The parallelRemake package is a helper add-on for remake, a Makefile-like reproducible build system for R. If you haven’t done so already, go learn remake! You should also familiarize yourself with GNU make enough to use the -j flag. The whole key to this package is that make -j <N> runs a Makefile and distributes the work over <N> simultaneous tasks. The makefile() function takes in a remake.yml file (or collection of collated files), generates a Makefile, and runs it using parallel processes. As explained later in this tutorial, you can launch these processes as formal jobs on a cluster or supercomputer.

Rtools for Windows users

If you’re using the Windows operating system, you will need to install the Rtools package. makefile(run = TRUE) requires it.

Help and troubleshooting

Use the help_parallelRemake() function to obtain a collection of helpful links. For troubleshooting, please refer to TROUBLESHOOTING.md on the GitHub page for instructions.

Examples

Run list_examples_parallelRemake() to see the available examples, and run example_parallelRemake() to output an example to your current working directory. To run the basic example,

  1. Call example_parallelRemake("basic") in an R session.
  2. Call setwd("basic") to enter the "basic" folder.
  3. Call makefile() to generate the Makefile and run it.
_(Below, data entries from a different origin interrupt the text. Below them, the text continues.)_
PR #231, opened 2016-08-04
Add PR testing to Ansible

dLobatog:


puppet/modules/slave/templates/test_pull_requests_foreman_ansible.json.erb
```diff
@@ -0,0 +1,49 @@
...
+    "settings": {
+        "test_settings": {
+            "name": "test",
+            "test_prefix": "Test Results:",
+            "allow_multiple": true,
+            "run_without_trigger": true,
+            "branches": {
+                "*": {
+                    "jenkins_job_name": "test_plugin_pull_request",
+                    "downstream_job_name": "test_plugin_foreman_ansible_master",
```
domcleal: This job testing master doesn't currently exist, you'll need to create it first (step 2 at http://projects.theforeman.org/projects/foreman/wiki/Jenkins#Adding-a-new-Foreman-plugin) or change to `true` to not test master at all.

domcleal: Sorry, I see now that's what the first file does. Could you also update the slave::pr_test_config list in puppet/modules/slave/manifests/init.pp? (Step 2 of the second part.)

dLobatog:
Updated - I don't have permissions to set the hook in the foreman_ansible project, so that's missing

domcleal:
Thanks, it'll be active within the next hour or so.

PR #233, opened 2016-08-11
Add PR testing to DigitalOcean

dLobatog:
I think this is all that's needed - can't set the hooks in the repo myself because I don't have permissions, would be glad to do it if I can get them


puppet/modules/slave/templates/test_pull_requests_foreman_digitalocean.json.erb
```diff
@@ -0,0 +1,49 @@
...
+    "settings": {
+        "test_settings": {
+            "name": "test",
+            "test_prefix": "Test Results:",
+            "allow_multiple": true,
+            "run_without_trigger": true,
+            "branches": {
+                "*": {
+                    "jenkins_job_name": "test_plugin_pull_request",
+                    "downstream_job_name": "test_plugin_foreman-digitalocean_master",
```
domcleal: This is foreman_digitalocean (underscore).

puppet/modules/jenkins_job_builder/files/theforeman.org/yaml/jobs/plugins/foreman-digitalocean.yaml
```diff
@@ -0,0 +1,6 @@
+- project:
+    name: foreman-digitalocean
```
domcleal: This already exists with an underscore, leave it out.

puppet/modules/slave/templates/test_pull_requests_foreman_digitalocean.json.erb
```diff
@@ -0,0 +1,49 @@
...
+                    "build_token": "<%= jenkins_build_token -%>",
+                    "addtl_jenkins_params": {
+                        "foreman-digitalocean": {
+                            "plugin_repo": "https://github.com/theforeman/foreman-digitalocean.git",
+                            "plugin_name": "foreman-digitalocean"
```
domcleal: I think this needs to be underscore, it's the gem name that will be added to the Gemfile to load it.

dLobatog:
Updated to fix the underscores & removed the JJB yaml

domcleal:
Thanks @dLobatog!

PR #234, opened 2016-08-30
Reduce plugin matrix test job count by limiting ruby/database combo

ehelms:
Reduce the number of test jobs by only testing postgres and mysql
once and testing all supported rubies against sqlite.


ehelms:
The idea is this should test:

1.9.3 - sqlite
2.0.0 - sqlite
2.1 - sqlite
2.2 - sqlite
2.3 - sqlite

2.2 - postgres
2.2 - mysql

Seems redundant to test every ruby in combination with every database as the version of ruby shouldn't affect the database aspect enough to matter.

ehelms:
If this seems reasonable - I'd propose we do this same thing for test_develop and test_develop_pull_request

domcleal:
I'm not keen on removing tests, however:

1. Tests on all DBs should be using Ruby 2.3, not 2.2.
2. Tests on all Rubies should be on PostgreSQL, as that's where integration tests run and FKs/constraints are present.

ehelms:
Updated to reflect this break down:

1.9.3 - postgres
2.0.0 - postgres
2.1 - postgres
2.2 - postgres
2.3 - postgres

2.3 - mysql
2.3 - sqlite

puppet/modules/jenkins_job_builder/files/theforeman.org/yaml/jobs/test_plugin_matrix.yaml
```diff
@@ -60,7 +60,16 @@
           values:
             - fast
     execution-strategy:
-      combination-filter: "!(foreman_branch == 'develop' && ruby == '1.9.3')"
+      combination-filter: >
+        "!(foreman_branch == 'develop' && ruby == '1.9.3') ||
+        !(ruby == '1.9.3' && database == 'sqlite') ||
```
domcleal: This is very hard to read, why use negations? Running combinations where database == 'postgresql' or ruby == '2.3' would simplify it considerably.

ehelms:
Fair point - updated to be in the positive instead of negative

puppet/modules/jenkins_job_builder/files/theforeman.org/yaml/jobs/test_plugin_matrix.yaml
```diff
@@ -60,7 +60,15 @@
           values:
             - fast
     execution-strategy:
-      combination-filter: "!(foreman_branch == 'develop' && ruby == '1.9.3')"
+      combination-filter: >
+        "!(foreman_branch == 'develop' && ruby == '1.9.3') ||
+        (ruby == '1.9.3' && database == 'postgresql') ||
+        (ruby == '2.0.0' && 'postgresql') ||
```
domcleal: database ==

puppet/modules/jenkins_job_builder/files/theforeman.org/yaml/jobs/test_plugin_matrix.yaml
```diff
@@ -60,7 +60,15 @@
...
+        (ruby == '2.1' && database == 'postgresql') ||
+        (ruby == '2.2' && database == 'postgresql') ||
+        (ruby == '2.3' && database == 'postgresql') ||
+        (ruby == '2.3' && database == 'mysql') ||
+        (ruby == '2.3' && database == 'sqlite')"
```
domcleal: No need to list each DB if you just check for ruby == 2.3

puppet/modules/jenkins_job_builder/files/theforeman.org/yaml/jobs/test_plugin_matrix.yaml
```diff
@@ -60,7 +60,15 @@
           values:
             - fast
     execution-strategy:
-      combination-filter: "!(foreman_branch == 'develop' && ruby == '1.9.3')"
+      combination-filter: >
+        "!(foreman_branch == 'develop' && ruby == '1.9.3') ||
```
domcleal: This condition (line) will likely be true for say, Ruby 2.0.0 on MySQL, causing it to run every sub-job apart from Ruby 1.9.3 on develop, I think.

ehelms:
Updated

puppet/modules/jenkins_job_builder/files/theforeman.org/yaml/jobs/test_plugin_matrix.yaml
```diff
@@ -60,7 +60,12 @@
           values:
             - fast
     execution-strategy:
-      combination-filter: "!(foreman_branch == 'develop' && ruby == '1.9.3')"
+      combination-filter: >
+        "(ruby == '1.9.3' && database == 'postgresql') ||
```
domcleal: The foreman_branch check is required here, it should only be run when the branch is older than develop (or remove this capability if no plugin is using it) as develop doesn't support 1.9.3.

puppet/modules/jenkins_job_builder/files/theforeman.org/yaml/jobs/test_plugin_matrix.yaml
```diff
@@ -60,7 +60,12 @@
...
+        (ruby == '2.0.0' && database == 'postgresql') ||
+        (ruby == '2.1' && database == 'postgresql') ||
+        (ruby == '2.2' && database == 'postgresql') ||
```
domcleal: Optimisation - lines 64-67 can simply be written as `database == 'postgresql'`, it'll match any Ruby version.

ehelms:
Updated based on comments

puppet/modules/jenkins_job_builder/files/theforeman.org/yaml/jobs/test_plugin_matrix.yaml
```diff
@@ -60,7 +60,10 @@
           values:
             - fast
     execution-strategy:
-      combination-filter: "!(foreman_branch == 'develop' && ruby == '1.9.3')"
+      combination-filter: >
+        "(foreman_branch != 'develop' && ruby == '1.9.3' && database == 'postgresql') ||
+        (database == 'postgresql') ||
```
domcleal: This will run the Ruby 1.9.3 on PostgreSQL test on develop, but Ruby 1.9.3 should be excluded.

ehelms:
Updated to exclude ruby 1.9.3 -- https://paste.fedoraproject.org/428006/38674201/

domcleal:
Merged, thanks @ehelms.

PR #237, opened 2016-09-09
update puppetlabs/postgresql to 4.8.0

mmoll:
also update puppetlabs/apt to 1.8.0 because pl/pgsql depends on that version.

This is needed to avoid this bogus "start" on Debian/jessie on every Puppet run:
```
Sep  9 20:55:32 banana puppet-agent[15235]: (/Stage[main]/Puppet::Agent::Service/Service[puppet]/ensure) ensure changed 'running' to 'stopped'
```


mmoll:
after switching to systemd (the default for Debian/jessie, but not Bananian Linux), this resolved itself.

PR #239, opened 2016-09-21
Upgrade npm before npm install

tbrisker:
This allows two major benefits: shrinkwrap can be used to only pin
certain dependencies rather then entire trees, and download size is
greatly reduced as the module tree is flattened to reduce duplications.

### DIFF
--- a/puppet/modules/jenkins_job_builder/files/theforeman.org/scripts/test/test_develop.sh
+++ b/puppet/modules/jenkins_job_builder/files/theforeman.org/scripts/test/test_develop.sh
@@ -24,8 +24,11 @@ while ! bundle install --without=development -j 5; do
   fi
 done
 
-# run npm install if package.json exists and we are running integration tests (which only run on postgresql)
-[ ${database} = postgresql ] && [ -e "$APP_ROOT/package.json" ] && npm install
+# we need to install node modules for integration tests (which only run on postgresql)
+if [ ${database} = postgresql -a -e "$APP_ROOT/package.json" ]; then
+  npm install npm # first upgrade to newer npm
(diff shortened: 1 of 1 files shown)


puppet/modules/jenkins_job_builder/files/theforeman.org/scripts/test/test_develop.sh
```diff
@@ -25,7 +25,8 @@ while ! bundle install --without=development -j 5; do
 done
 
 # run npm install if package.json exists and we are running integration tests (which only run on postgresql)
-[ ${database} = postgresql ] && [ -e "$APP_ROOT/package.json" ] && npm install
+# and upgrade npm to the newest version first
+[ ${database} = postgresql ] && [ -e "$APP_ROOT/package.json" ] && npm install npm && $APP_ROOT/node_modules/.bin/npm install
```
domcleal: Nitpick, can you rewrite this into an `if` block please? (`if [ ${database} = postgresql -a -e "$APP_ROOT/package.json" ]; then` with the two commands within the block? More than one command in a single line gets difficult to follow.

tbrisker: will do.

tbrisker:
I first want to unblock tests on jenkins, and for that just upgrading npm will do. The next step is to upgrade node as well so we can get rid of the version pinning with shrinkwrap.

tbrisker:
@domcleal fixed your comment.

domcleal:
Thanks @tbrisker, it ought to deploy within an hour or so.

PR #240, opened 2016-09-22
Remove ruby 1.8.7 from smart-proxy test matrix

witlessbird:
Seeing that puppet 2.6.0 was only being tested under ruby 1.8.7, I removed it from the matrix and the filter too.


domcleal:
Thanks @witlessbird! I'll remove it from the PR job manually.

PR #242, opened 2016-10-04
Change f19 to 24 on yum repo index

dLobatog:


puppet/modules/web/files/yum-HEADER.html
```diff
@@ -8,15 +8,15 @@
...
+  <li>/releases/1.4/f24/x86_64</li>
 </ul>
 
 <p>foreman-release RPMs containing an appropriate .repo file are available with fixed URLs:</p>
 
 <ul>
   <li><a href="http://yum.theforeman.org/releases/latest/el6/x86_64/foreman-release.rpm">http://yum.theforeman.org/releases/latest/el6/x86_64/foreman-release.rpm</a></li>
   <li><a href="http://yum.theforeman.org/releases/latest/el7/x86_64/foreman-release.rpm">http://yum.theforeman.org/releases/latest/el7/x86_64/foreman-release.rpm</a></li>
-  <li><a href="http://yum.theforeman.org/releases/latest/f19/x86_64/foreman-release.rpm">http://yum.theforeman.org/releases/latest/f19/x86_64/foreman-release.rpm</a></li>
+  <li><a href="http://yum.theforeman.org/releases/latest/f24/x86_64/foreman-release.rpm">http://yum.theforeman.org/releases/latest/f19/x86_64/foreman-release.rpm</a></li>
```
domcleal: Update the link text as well, please.

puppet/modules/web/files/yum-HEADER.html
```diff
@@ -8,15 +8,15 @@
 
 <ul>
   <li>/releases/1.7/el7/x86_64</li>
-  <li>/releases/1.4/f19/x86_64</li>
+  <li>/releases/1.4/f24/x86_64</li>
```
dLobatog: Actually let me revert this, it doesn't make sense (there's no 1.4/f24 version)

domcleal: Might be best to change the release number so it's a valid path, but it is only an example.

dLobatog:
Latest push updates the link and not just the text (sorry)

domcleal:
Thanks @dLobatog.

PR #243, opened 2016-10-11
Migrate test db while testing plugins

adamruzicka:
By default rake db:create creates databases for development and test
environments and rake db:migrate migrates the development database. When
we run tests the test environment is used by default and thanks to

`config.active_record.maintain_test_schema = true`

the test db gets migrated automatically. However this somehow doesn't
satisfy the access permissions tests for plugins which fail. Running the
tests against an already migrated database solves the issue.


domcleal:
This should be unnecessary, the test database should be created with the schema only. Foreman's initialisers should _not_ be run against the test database. This looks like http://projects.theforeman.org/issues/16821 which can be fixed in Foreman without changing the test environment.

adamruzicka:
Closing in favor of https://github.com/theforeman/foreman/pull/3933

PR #244, opened 2016-10-13
install unzip on jenkins slaves

mmoll:
see http://ci.theforeman.org/job/packaging_build_deb_coreproject/arch=armv7,label=debian,os=jessie/3727/console


domcleal:
Thanks @mmoll.

PR #246, opened 2016-10-15
update rubygems version to 2.5.2

mmoll:
As RVM with Ruby 2.3 is already bringing 2.5.1 by default, the current default leads to a change at every puppet run, as a downgrade 2.5.1 -> 2.4.8 is not done.


domcleal:
Thanks!

PR #247, opened 2016-10-16
use correct JDK on newer Ubuntus/Debians

mmoll:


puppet/modules/java/manifests/init.pp
```diff
@@ -1,9 +1,16 @@
 class java {
-  package { "java":
+  if $::osfamily == 'RedHat' {
+    $java_package = 'java-1.7.0-openjdk'
+  } else {
+    if  ($::operatingsystem == 'Ubuntu' and versioncmp($::operatingsystemrelease, '16.04') >= 0) or
+        ($::operatingsystem == 'Debian' and versioncmp($::operatingsystemrelease, '9') >= 0) {
+      $java_package = 'openjdk-8-jdk'
+  } else {
```
domcleal: Indentation's off here, it looks like another `if` clause. Or change the above `} else { if (..) {` to `elsif`

mmoll:
as it turns out, there's an easier solution for this

domcleal:
Thanks @mmoll.

PR #251, opened 2016-10-18
updated ruby 2.x.x versions to current stable ones

witlessbird:
This updates ruby 2.x.x versions to current stable ones. This should also resolve https://bugs.ruby-lang.org/issues/11910 that is occurring in tests on ruby 2.3.0.

### DIFF
--- a/puppet/modules/slave/manifests/init.pp
+++ b/puppet/modules/slave/manifests/init.pp
@@ -283,17 +283,17 @@ class slave($github_user = undef,
         version => 'ruby-1.9.3-p392',
       }
       slave::rvm_config { 'ruby-2.0.0':
-        version => 'ruby-2.0.0-p353',
+        version => 'ruby-2.0.0-p484',
       }
     }
     slave::rvm_config { 'ruby-2.1':
       version => 'ruby-2.1.5',
     }
     slave::rvm_config { 'ruby-2.2':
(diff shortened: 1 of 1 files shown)


mmoll:
I'd rather like to see some alignment to ruby versions that are used with Foreman packages. these would be 2.0.0p484 (Ubuntu/trusty), 2.1.5p273 (Debian/jessie) and 2.3.1p112 (Ubuntu/xenial).

witlessbird:
What would be the benefit of this in a build environment? All that's going to happen is we are going to see build failures for bugs that have been fixed...

mmoll:
@witlessbird exectly, we can catch problems before users are experiencing these in their environments.

witlessbird:
I can live with older versions for rubies < 2.2, or even <= 2.2.x. I'd prefer not to pin 2.3.1 to a particular patch-level, as it's the version that changes the most atm.

domcleal:
Since 2.1.x, there is no separate patch level release - 2.3.1 is always the same 2.3.1, there are no different "p" versions released.

witlessbird:
Changed ruby versions to the ones used by foreman.

mmoll:
:+1:

domcleal:
Merged, thanks @witlessbird. It'll take a while to update, give it an hour or two.

PR #326, opened 2017-09-18
Remove skottler key as per dev-list thread

GregSutcliffe:
Just cleanup I think - I don't see Sam's user in the Foreman YAML ENC...


ekohl:
Shouldn't there be a ```user { 'samkottler': ensure => absent }``` as well?

mmoll:
it's in `puppet/modules/users/manifests/init.pp` and should be changed there, too

mmoll:
hrm, or rather added with absent... It's strange that he's not in the YAML, as $users is probably not undef.

ohadlevy:
I suspect that in order to actually remove it, you need to change the
internal foreman ENC output. (change the parameter value).

mmoll:
@GregSutcliffe were there insights on how to remove the user?

ekohl:
@mmoll shouldn't we just maintain the user in the ENC but with ```ensure => absent```?

mmoll:
`users:account` always set `ensure     => present`

ekohl:
https://github.com/theforeman/foreman-infra/pull/332 should solve that but I haven't tested it.

mmoll:
mergedm thanks @GregSutcliffe!

PR #328, opened 2017-09-21
create Jenkins job for foreman-tasks 0.9.x

mmoll:


mmoll:
@iNecas As 1.15 seems be kind of an LTS release... 😁
http://ci.theforeman.org/job/test_plugin_foreman-tasks_0.9-stable/ is failing currently

mmoll:
BTW, is there also a different version of remote_execution for 1.15? I'd also add a job for it then.

iNecas:
Thanks, that's great. I've also triggered the tests against 1.15 in https://github.com/theforeman/foreman-tasks/pull/285#issuecomment-331380218 .
The remote-execution should be compatible though nightlies back to 1.15 without issues. The main reason we diverged in tasks was move of dynflow into core in 1.16

mmoll:
Ah, OK. Unfortunately it seems there's no easy way to have one branch (master in that case) of a plugin against multiple Foreman core versions, which would help for rex.

mmoll:
it's http://ci.theforeman.org/job/test_plugin_foreman-tasks_0.9.x/ now.

PR #329, opened 2017-09-22
Update plugins test job to include 1.16

dLobatog:


mmoll:
merged, gracias @dLobatog!

PR #330, opened 2017-09-23
Drop Ruby 2.1 support in nightly

mmoll:


mmoll:
Rails 5.0 requires Ruby >= 2.2

mmoll:
@ekohl could you have a good look on the combination filters?

The support matrix for Debian/Ubuntu should be:


x | 1.15 | 1.16 | nightly
-- | -- | -- | --
Ubuntu/trusty | x |  |  
Debian/jessie | x | x |
Ubuntu/xenial | x | x | x
Debian/stretch | | x | x

Also, I sneaked in a change to run Debian/stretch systest with PL nightlies, as puppetserver DEBs seem to exist in these repos now.

puppet/modules/jenkins_job_builder/files/theforeman.org/yaml/jobs/packaging_build_deb_coreproject.yaml
```diff
@@ -32,7 +32,7 @@
           values:
           - debian
     execution-strategy:
-      combination-filter: '((onlyarch == "all") || onlyarch == arch) && ((onlyos == "all") || onlyos == os) && !((version != "1.16" || (arch == "armv7" || arch == "armv8")) && os == "trusty") && !((version == "1.15" || version == "1.16") && os == "stretch")'
+      combination-filter: '((onlyarch == "all") || onlyarch == arch) && ((onlyos == "all") || onlyos == os) && !((version != "1.15" || (arch == "armv7" || arch == "armv8")) && os == "trusty") && !((version != "1.15" || version != "1.16") && os == "jessie") && !((version == "1.14" || version == "1.15") && os == "stretch")'
```
ekohl: Nit: the braces are a bit inconsistent. the ```"all"``` arch has them but ```arch``` doesn't. Same for onlyos.

I wonder if we can write this in multi line because for my understanding I rewrote it to:
```
(onlyarch == "all" || onlyarch == arch)
&& (onlyos == "all" || onlyos == os)
&& !(os == "trusty" && (version != "1.15" || (arch == "armv7" || arch == "armv8")))
&& !(os == "jessie" && (version != "1.15" || version != "1.16"))
&& !(os == "stretch" && (version == "1.14" || version == "1.15"))
```

ekohl:
Your matrix has no 1.14 but it's still mentioned for Stretch.

puppet/modules/jenkins_job_builder/files/theforeman.org/yaml/jobs/packaging_build_deb_coreproject.yaml
mmoll: I would need to test this, without tryiong I'd say no.

mmoll:
I guess the 1.14 condition could get deleted when we drop 1.14...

Use makefile(..., command = "make", args = "--jobs=4") to distribute the work over 4 parallel processes.

More on makefile()

Here, the Makefile is more than just a job scheduler. At initialization, it generates dummy files to store timestamps, so it knows which jobs to skip and which jobs to run. The downside is that you cannot run the Makefile on its own. You have to run it through makefile(..., run = TRUE).

The makefile() function has additional arguments. The remake_args argument passes additional arguments to remake::make(). For example, makefile(remake_args = list(verbose = FALSE)) is equivalent to remake::make(..., verbose = F) for each target. You cannot set target_names or remake_file this way. Also, prepend argument writes arbitrary lines of code to the top of the Makefile. As explained in the next section, this is the key to submitting processes as jobs on a cluster.

High-performance computing

If you want to run make -j to distribute tasks over multiple nodes of a Slurm cluster, you should generate a Makefile like the one in this post. To do this, run the following in an R session

makefile(..., command = "make", args = "--jobs=4",
  prepend = c(
    "SHELL=srun",
    ".SHELLFLAGS= <ARGS> bash -c"))

where <ARGS> stands for additional arguments to srun. To ensure that jobs continue to get submitted after you log out, put the call to makefile() in an R script (say, my_script.R) and run the following in the Linux command line.

nohup nice -19 R CMD BATCH my_script.R &

For other task managers such as PBS, you may have to create a custom stand-in for a shell. For example, suppose we are using the Univa Grid Engine. From R, call

makefile(.., command = "make", args = "--jobs=8",
  prepend = "SHELL = ./shell.sh")

where the file shell.sh contains

#!/bin/bash
shift
echo "module load R; $*" | qsub -sync y -cwd -j y

Now, in the Linux command line, enable execution with

chmod +x shell.sh

As before, write your call to makefile() in an R script and run

nohup nice -19 R CMD BATCH my_script.R &

The same approach should work for LSF systems, where make replaced by lsmake and the Makefile is compatible.

Regardless of the system, be sure that all nodes point to the same working directory so that they share the same .remake storr cache. For the Univa Grid Engine, the -cwd flag for qsub accomplishes this.

Use with the downsize package

The downsize package is compatible with parallelRemake and remakeGenerator workflows, and the remakeGenerator vignette explains how to use these packages together.

Accessing the remake cache for debugging and testing

Intermediate remake objects are maintained in remake’s hidden storr cache. At any point in the workflow, you can reload them using recall(name), where name is a character string denoting the name of a cached object, and you can see the names of all the available objects with the recallable() function. Enter multiple names to return a named list of multiple objects (i.e., recall(name1, name2)). Important: this is only recommended for debugging and testing. Changes to the cache are not tracked and thus not reproducible.

The functions create_bindings() and make_environment() are alternatives from remake itself. Just be careful with create_bindings() if your project has a lot of data.

Multiple remake/YAML files

remake has the option to split the workflow over multiple YAML files and collate them with the “include:” field. If that’s the case, just specify all the root nodes in the remakefiles argument to makefile(). (You could also specify every single YAML file, but that’s tedious.) If needed, makefile() will recursively combine the targets, sources, etc. in the constituent remakefiles and output a new collated YAML file that the master Makefile will then use.